# Bumper pull versus goose neck and other trailers



## Citrus (Feb 26, 2010)

I am in the market for a trailer and will be purchasing a truck to pull it. I want reliable (I drive a Honda that never breaks down and expect the same in truck/trailer)...... 

So, tell me..... bumper pull- what is good and not good about them?

Goose neck- what is good and not good.....

Slant load.....

Straight load......


----------



## WickedNag (Sep 7, 2010)

I find it much easier to pull and back a gooseneck. I had one bumper pull...goosenecks my last three  Went from a 2 horse, to a stock combo and ended up with my 4 horse 4Star


----------



## horselver1979 (Feb 14, 2011)

I think it really depends on what you like. But after saying that, it also what is most comfy for your horse too.

I have always been told once you get a GN you will never go back. My friend loves hers and she can load anything in it. As said before its eaiser to back and pull.
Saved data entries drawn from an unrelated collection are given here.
PR #1307, opened 2022-07-29
Merge HTTP Clients for ease of use

smaye81:
This merges the two http clients in `buf` into one client that handles all the concerns.

The previous `http2client` was created to be able to use cleartext because the `http2.Transport` struct was the only way to configure `AllowHTTP`.  Therefore, users needed to use the `http2client` if they wanted cleartext and the regular `httpclient` for everything else.  

This essentially takes what both clients were doing and combines them into one interface.  If a callsite requests H2C, then the client will use `http2.Transport` with `AllowHTTP`.  For all other client constructions, the regular `http` client is used.  

Finally, instead of returning a struct with a nested `http.Client`, this simply returns the client straightaway.  The previous implementation only seemed to have the wrapping struct for use with functional parameters.  These properties were not used anywhere other than during construction of the client.  This allows us to simplify all the callsites to use a straight-forward `*http.Client` rather than an unnecessary custom `httpclient.Client` type.

When this PR is merged, this obviates the need for the `http2client` altogether and that package can be deleted.  Its usages will be refactored to use this `httpclient` interface.

Note this is a replica of https://github.com/bufbuild/buf/pull/1288 (which was stamped and merged), but had to be reverted for unrelated issues.


private/pkg/transport/http/httpclient/httpclient.go
```diff
@@ -16,65 +16,62 @@ package httpclient
...
 //
 // The default is to use no observability.
-func ClientWithObservability() ClientOption {
-	return func(client *client) {
-		client.observability = true
+func WithObservability() ClientOption {
+	return func(opts *clientOptions) {
+		opts.observability = true
+	}
+}
```
amckinney, line 51: I know the stutter is a little frustrating, but we might actually want to leave these options as-is with the `Client*` prefix. It's consistent with what you see in other packages like `bufmodule.ModuleWithTargetPaths`.

amckinney (approved):
lgtm - one nit on option naming, but seeing as that this was already stamped and merged in #1288, I'm less concerned about those smaller details.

I own a 2h straight BP. Pulling and backing can be tricky but the only problem I had with my trailer is that my horses were used to stock or slants. It took some time to train all 3 to willingly go in and out. Slants tend to be easier for horses to load.

Most importantly have fun! Good luck.


----------



## RhondaLynn (Jan 26, 2010)

I had a small 2 horse bumper pull and my horse hated it... totally hated to get into it and went crazy if she couldn't see out. (I would have to open the small front window) I then bought a used modified stock trailer that is perfect for 3 horses.

My horses have no problems jumping into/out of the stock trailer, it is open and they feel fine in it. They can see out the slat slides. 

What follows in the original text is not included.